A generalised vision transformer-based self-supervised model for diagnosing and grading prostate cancer using histological images.

Abstract

Background: Gleason grading remains the gold standard for prostate cancer histological classification and prognosis, yet its subjectivity leads to grade variability between pathologists, potentially impacting clinical decision-making. Herein, we trained and validated a generalised AI-driven system for diagnosing prostate cancer using diverse datasets from tissue microarray (TMA) core and whole slide images (WSIs) with Haematoxylin and Eosin staining.

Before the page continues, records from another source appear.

PR #1002, opened 2022-02-12
Enable unlocking and creation of gnone keyring when running headless

matthewdva:
This patch allows osc to unlock and create if necessary a GNOME keyring when running on a headless system

### DIFF
--- a/osc/conf.py
+++ b/osc/conf.py
@@ -75,6 +75,36 @@ GNOME_KEYRING = False
 try:
     import keyring
     GENERIC_KEYRING = True
+    try:
+        import secretstorage
+        if 'DISPLAY' in os.environ:
+            # Looks lie we have desktop session
+            # Continue to the normal desktop unlock procedures.
+            pass
+        if 'DBUS_SESSION_BUS_ADDRESS' in os.environ:
+            # Ensure DBUS has launced for headless GNOME_KEYRING.
+            pass
+        else:
+            raise SystemExit ("""
+The DBUS_SESSION_BUS_ADDRESS environment variable s not set which
+probably means that DBUS is not running.
+
+If you have just installed osc or gnome keyring then you need to
+logout and login again, or source /etc/profile.
+""")
+        if 'GNOME_KEYRING_CONTORL' in os.environ:
+            # Ensure the GNOME_KEYRING is started.
+            pass
+        else:
+            raise SystemExit ("""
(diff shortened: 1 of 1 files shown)


marcus-h:
On 2022-02-12 14:54:21 -0800, matthewdva wrote:
> This patch allows osc to unlock and create if necessary a GNOME keyring when running on a headless system

I just had a quick glance at your patch... I'm not really sure if this
is the right approach for fixing the gnome keyring issue. See below.

Excerpt from your patch:

> @@ -853,7 +917,16 @@ def add_section(filename, url, user, passwd, creds_mgr_descriptor=None):
>          creds_mgr = creds_mgr_descriptor.create(cp)
>      else:
>          creds_mgr = _get_credentials_manager(url, cp)
> -    creds_mgr.set_password(url, user, passwd)
> +    try:
> +        creds_mgr.set_password(config['apiurl'], config['user'], config['pass'])
> +    except keyring.errors.InitError:
> +        print ('Creating a new keyring.')
> +        _unlock_gnome_keyring('New keyring password: ')

Hmm this does not seem to be correct. Other python-keyring backends
could also raise keyring.errors.InitError. That is, unconditionally
trying to unlock the gnome keyring is probably not a good idea.

> +        creds_mgr.set_password(config['apiurl'], config['user'], config['pass'])
> +    except keyring.eror.KeyringLocked:

Typo?

> +        print ('Unlock keyring.')
> +        _unlock_gnome_keyring('Keyring password: ')

As above.

> +        creds_mgr.set_password(config['apiurl'], config['user'], config['pass'])
>      write_config(filename, cp)


Why isn't the existing unlocking code in keyring/backends/SecretService.py
(see the python-keyring package) sufficient? IMHO, it would be more
appropriate to enhance the existing python-keyring backend instead.
What do you think?

matthewdva:
Thank you for looking at this so quickly
      This is patch I have been using for years privately.  As soon as I submitted the PR it occurred to me that this was not the correct approach.  Let cancel this PR and I will rework it in the correct spot (hopefully).  I sincerely apologize for the noise this weekend.

marcus-h:
On 2022-02-12 18:10:54 -0800, matthewdva wrote:
> Let cancel this PR and I will rework it in the correct spot (hopefully).

Cool!

> I sincerely apologize for the noise this weekend.
>
There is no need to apologize! A pull request is always welcome (regardless
whether it is eventually merged or not)!:)

PR #1003, opened 2022-02-17
Run tests via calling 'setup.py test'

dmach:


dmach:
I just realized - suite.py used `XMLTestRunner` when it was available.
Is it something we want to preserve?

lethliel:
LGTM and I like this approach too

Issue #495, opened 2018-12-14
osc getbinaries at project level for multibuild


darix:
Follow up for 
https://github.com/openSUSE/open-build-service/issues/6199

nickbroon:
Any progress on this? `osc ls -b` also does not list multibuild binaries.

PR #1006, opened 2022-02-23
Fix getbinaries command to fetch also multibuild packages

dmach:
Fixes: https://github.com/openSUSE/osc/issues/495
Related to: https://github.com/openSUSE/open-build-service/issues/9715


dmach:
I've tested this from nearly all perspectives, I believe it works as expected now.
FTR, the tests currently live here: https://github.com/dmach/osc/tree/behave/behave/features (getbinaries*.feature),
they'll be evetually moved into upstream osc git repo.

Methods: We analysed eight prostate cancer datasets, which included 12,711 histological images from 3648 patients, incorporating TMA core images and WSIs. The Macenko method was used to normalise colours for consistency across diverse images. Subsequently, we trained a multi-resolution (5x, 10x, 20x, and 40x) binary classifier to identify benign and malignant tissue. We then implemented a multi-class classifier for Gleason patterns (GP) sub-categorisation from malignant tissue. Finally, the models were externally validated on 11,132 histology images from 2176 patients to determine the International Society of Urological Pathology (ISUP) grade. Models were assessed using various classification metrics, and the agreement between the model's predictions and the ground truth was quantified using the quadratic weighted Cohen's Kappa (κ) score.

Results: Our multi-resolution binary classifier demonstrated robust performance in distinguishing malignant from benign tissue with κ scores of 0.967 on internal validation. The model achieved κ scores ranging from 0.876 to 0.995 across four unseen testing datasets. The multi-class classifier also distinguished GP3, GP4, and GPs with an overall κ score of 0.841. This model was further tested across four datasets, obtaining κ scores ranging from 0.774 to 0.888. The models' performance was compared against an independent pathologist's annotation on an external dataset, achieving a κ score of 0.752 for four classes.

Conclusion: The self-supervised ViT-based model effectively diagnoses and grades prostate cancer using histological images, distinguishing benign and malignant tissues and classifying malignancies by aggressiveness. External validation highlights its robustness and clinical applicability in digital pathology.